Faltava criar a data, que acabou por ser 16 de abril como homenagem ao Brasil, que celebrou pela primeira vez a voz nessa data nos finais dos anos 90.

Rouquidão serve de alerta

O "primeiro chavão" utilizado foi "Quem tiver uma rouquidão mais de 15 dias tem que ser visto por um otorrino", ao que se seguiram muitos outros como "Oiça a sua voz", "Cuide da sua voz" ou "Goste da sua voz".

O objetivo é prevenir e diagnosticar atempadamente doenças como o cancro da laringe que, segundo o especialista, "era uma doença diabólica, tremenda", porque os doentes desvalorizavam os sintomas, como a rouquidão, e quando apareciam nas consultas os tumores já estavam em fases tão avançadas que obrigavam a tratamentos agressivos e cirurgias que muitas vezes os deixavam sem voz.

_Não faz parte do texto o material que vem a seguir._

PR #10628, opened 2026-08-21
perf(sql): batch schema reflection in catalog discovery

### LINKED ISSUE #10627: SQL catalog column discovery runs ~6 statements per table — use get_multi_columns
### Environment

marimo 0.24.0, SQLAlchemy 2.0.52, Snowflake via snowflake-sqlalchemy.

### Problem

With `auto_discover_columns = true`, catalog discovery against a 752-table Snowflake database does not finish (3+ minutes for a single schema, kernel blocked while it runs). We keep the flag off as a result, which means no column autocomplete in SQL cells.

### Root cause

`SQLAlchemyEngine.get_tables_in_schema` loops tables one at a time, and `get_table_details` makes three separate inspector calls per table (`get_columns`, `get_pk_constraint`, `get_indexes`). `_get_inspector` opens a new pooled connection, executes `USE DATABASE`, and calls `inspect(connection)` on every one of those calls, so each call gets a fresh `info_cache` and nothing is ever reused — about 6 statements per table, roughly 4,500 serial round trips for our database.

### Suggested fix

Build one Inspector per schema and use SQLAlchemy 2.x's batched reflection: `get_multi_columns`, `get_multi_pk_constraint`, `get_multi_indexes`. On Snowflake this resolves to one `information_schema.columns` query per schema plus one `SHOW PRIMARY KEYS IN SCHEMA` — roughly 2 queries per schema instead of 6 per table.

This is dialect-agnostic: the SQLAlchemy 2.0 built-in dialects (PostgreSQL, MySQL, MSSQL, Oracle) all implement the bulk `get_multi_*` path, and dialects without a bulk implementation fall back to SQLAlchemy's own per-table loop, so no dialect regresses.

### Evidence of the gap

A single `information_schema.columns` query on the same connection returns all 20,829 columns across 784 tables in a few seconds.

### Caveat

Snowflake can reject oversized information-schema results (errno 90030); chunking via `filter_names` covers it.

### Related

marimo-team/marimo#10611 covers two adjacent Snowflake discovery gaps (discovery silently off by default, and an all-account scan when the URL carries no database). This issue is specifically the per-table introspection cost once discovery is on.

sha2fiddy:

## 📝 Summary

Fixes #10627.

Catalog discovery fetches table details one table at a time. Each table costs three inspector calls, and on dialects that need a USE DATABASE command (Snowflake, StarRocks) each call opens a fresh pooled connection and builds a fresh inspector with an empty cache. That is roughly six statements per table, serially. On a Snowflake database with ~750 tables, column discovery never finished.

This PR batches reflection per schema. `get_tables_in_schema` now opens one `_get_inspector` context and calls `get_multi_columns`, `get_multi_pk_constraint`, and `get_multi_indexes` (SQLAlchemy 2.0+), with `filter_names` scoped to the tables being listed and `kind=ANY` / `scope=ANY` so views are included. On Snowflake that is 2 connections and about 4 statements per schema instead of 1+3N connections and 6N statements. Dialects without native multi support still run SQLAlchemy's default per-table loop, but on a single inspector whose `info_cache` persists across the loop.

Fallbacks keep behavior identical to today when anything goes wrong:

- An inspector without `get_multi_*` (SQLAlchemy 1.4) skips the batch silently.
- A batch that raises logs one warning and falls back to per-table reflection.
- A table missing from the batch result is retried individually, so one unreflectable table can't lose the whole schema.

`get_table_details` is unchanged and still serves the lazy single-table path; both paths now build their `DataTable`s through a shared `_build_data_table` helper, so they stay identical.

Validation: existing sqlite tests pass unchanged and now exercise the batched path. New tests cover views, all three fallbacks, the multi-call arguments, and inspector connection counts. Timed against a live Snowflake schema with 107 tables / ~6,400 columns: 6 seconds batched, vs about 1.1 s per table before (roughly 2 minutes for that one schema; discovery across the full database previously never completed).

Not addressed here (can file follow-ups):

- `_get_table_names` still uses its own inspector context, so a schema costs 2 connections instead of 1.
- The redshift, clickhouse, and ibis engines have the same per-table pattern.
- Inspector `info_cache` staleness is pre-existing and unchanged.

### DIFF
--- a/marimo/_sql/engines/sqlalchemy.py
+++ b/marimo/_sql/engines/sqlalchemy.py
@@ -94,6 +94,20 @@ def safe_execute(
     return decorator
 
 
+def _index_by_table_name(
+    reflected: dict[tuple[str | None, str], T],
+) -> dict[str, T]:
+    """Re-key SQLAlchemy multi-reflection results by bare table name.
+
+    Dialects disagree on the schema half of the `(schema, table)` keys
+    returned by the `get_multi_*` inspector methods (the value passed,
+    `None`, or a normalized form), so the schema half is dropped rather
+    than reconstructed. Each call site is scoped to a single schema,
+    which keeps the bare name unambiguous.
+    """
+    return {name: value for (_schema, name), value in reflected.items()}
+
+
 # ------------------------------------------------------------------ #
 #  SQLAlchemyEngine                                                   #
 # ------------------------------------------------------------------ #
@@ -543,6 +557,9 @@ class SQLAlchemyEngine(SQLConnection["Engine"]):
         for name in view_names:
             tables.append(("view", name))
 
+        if not tables:
+            return []
+
         if not include_table_details:
             return [
                 DataTable(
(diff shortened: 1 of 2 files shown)


Light2Dark:
Thanks @sha2fiddy , I made some changes here https://github.com/marimo-team/marimo/pull/10636 which are more concise and robust (removes indirection, shortens comments, and handles some edge cases). Thanks for raising!

PR #10629, opened 2026-08-21
fix(table): open the JSON viewer for str columns that hold JSON documents

### LINKED ISSUE #10568: Table: open the JSON cell viewer for str columns that parse as JSON
Clicking a cell opens the expandable JSON popup only when the column dtype is list or struct. A `str` column holding a JSON document gets truncated text and nothing else.

```python
import marimo as mo
import polars as pl

df = pl.DataFrame({
    "json_data": ['{"vendor":"ACME","attachments":[{"name":"inv.pdf","url":"https://example.com/p/AAA"}]}'],
})
df  
```

That's the usual shape for a JSON payload column — DuckDB's JSON type arrives as a string, and casting to a struct often isn't an option as it pins the schema, so not good for schema evolution. 

Could the viewer try a parse on str cells too? Cheap version: on click only, prefilter on the first non-space char being `{` or `[`, try the parse, fall back to plain text. Objects and arrays only, so ordinary text columns don't change.

marimo 0.23.16, Windows 11.

kirangadhave:
## 📝 Summary

Clicking a table cell opens the expandable JSON viewer only when the column dtype is list or struct. A str column that holds a JSON document, the usual shape for DuckDB JSON payloads, gets truncated text and nothing else.

Route str cells that hold a JSON document to the same `PopoutColumn` + `JsonOutput` tree that native list and struct cells use. A cell qualifies when its trimmed body starts and ends with a matching bracket pair and `JSON.parse` succeeds, so this stays objects and arrays only: JSON scalars, Python reprs, and malformed documents keep their current rendering. Copy still yields the original raw string. The row viewer panel shares the renderer and gets the same behavior.

Closes #10568

Clipboard-20260821-195651-252

### DIFF
--- a/frontend/src/components/data-table/columns.tsx
+++ b/frontend/src/components/data-table/columns.tsx
@@ -461,15 +461,17 @@ const PopoutColumn = ({
  * so ordinary text keeps its plain rendering.
  */
 function parseJsonDocument(text: string): unknown {
-  const first = text[0];
-  const last = text[text.length - 1];
+  const trimmedText = text.trim();
+
+  const first = trimmedText[0];
+  const last = trimmedText[trimmedText.length - 1];
   const isBracketPair =
     (first === "{" && last === "}") || (first === "[" && last === "]");
   if (!isBracketPair) {
     return undefined;
   }
   try {
-    return JSON.parse(text) as unknown;
+    return JSON.parse(trimmedText) as unknown;
   } catch {
     return undefined;
   }
@@ -671,7 +673,12 @@ export function renderCellValue<TData, TValue>({
           edges={{ leading, trailing }}
           wrapped={isWrapped}
         >
-          <JsonOutput data={jsonDocument} format="tree" className="max-h-64" />
+          <JsonOutput
+            data={jsonDocument}
+            format="tree"
+            valueTypes="json"
+            className="max-h-64"
+          />
         </PopoutColumn>
       );
     }
--- a/frontend/src/components/data-table/columns.tsx
+++ b/frontend/src/components/data-table/columns.tsx
@@ -455,6 +455,26 @@ const PopoutColumn = ({
   );
 };
 
+/**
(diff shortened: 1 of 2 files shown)


frontend/src/components/data-table/columns.tsx
```diff
@@ -455,6 +455,26 @@ const PopoutColumn = ({
...
+ * so ordinary text keeps its plain rendering.
+ */
+function parseJsonDocument(text: string): unknown {
+  const first = text[0];
+  const last = text[text.length - 1];
+  const isBracketPair =
+    (first === "{" && last === "}") || (first === "[" && last === "]");
+  if (!isBracketPair) {
+    return undefined;
+  }
```
dmadisetti: Why not just rely on `JSON.parse`? I suppose because it could pick up types too?

frontend/src/components/data-table/columns.tsx
```diff
@@ -639,6 +659,23 @@ export function renderCellValue<TData, TValue>({
       splitLeadingTrailingWhitespace(stringValue);
     const hasEdgeWhitespace = leading.length > 0 || trailing.length > 0;
 
+    // A str cell that holds a JSON document opens the same JSON viewer as
+    // native list/struct cells.
+    const jsonDocument = parseJsonDocument(middle);
+    if (jsonDocument !== undefined) {
+      return (
+        <PopoutColumn
```
dmadisetti, line 669: Love reusing components. Nice

dmadisetti (dismissed):

frontend/src/components/data-table/columns.tsx
kirangadhave: exactly, it will pickup scalars and try to parse long strings as well. the bracket checks let us skip early if it's not valid json

dmadisetti (approved):

yan-hic:
Cool. Thanks guys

Para difundir a mensagem, foram realizados espetáculos, o primeiro no Centro Cultural de Belém, em Lisboa, com cantores e atores que, disse, "ajudaram imenso porque perceberam a importância de criar um dia do seu instrumento de trabalho", além de passarem a ter consciência da importância de cuidar do seu aparelho vocal.

Foram feitas visitas a escolas para levar a mensagem à comunidade escolar e para as crianças alertarem os seus familiares, tendo mesmo salvado alguns, e cresceram as iniciativas de rastreio feitas por instituições e hospitais.

Mário Andrea não tem dados sobre o que resultou destas iniciativas, mas disse que, tendo por base relatos de especialistas de vários países, os diagnósticos são cada vez mais precoces e as terapêuticas cada vez menos invasivas.

"Hoje em dia fazemos cirurgias endoscópicas, com 24 horas de internamento, a voz não fica fantástica, mas fica boa para viver e para trabalhar", o mesmo se passando com o tratamento de problemas benignos. "Tudo o que fazemos (agora) é mais delicado, mais pequenino, com melhores resultados, com menos agressão, melhor qualidade vocal".

Para estes resultados também contribuíram a luta antitabágica e os alunos de Medicina terem passado a ter formação em otorrinolaringologia.

"Há uma nova geração de médicos que estão atentos à voz (...) e isto é uma forma de chegarmos ao grande público", salientou.

Como conselhos para evitar problemas na voz, Mário Andrea indica beber água, descansar a voz, dormir bem, corrigir a postura, ter cuidado com a alimentação e "não pigarrear" porque ao fazer isto "as cordas vocais batem uma na outra (...) e não é nada saudável".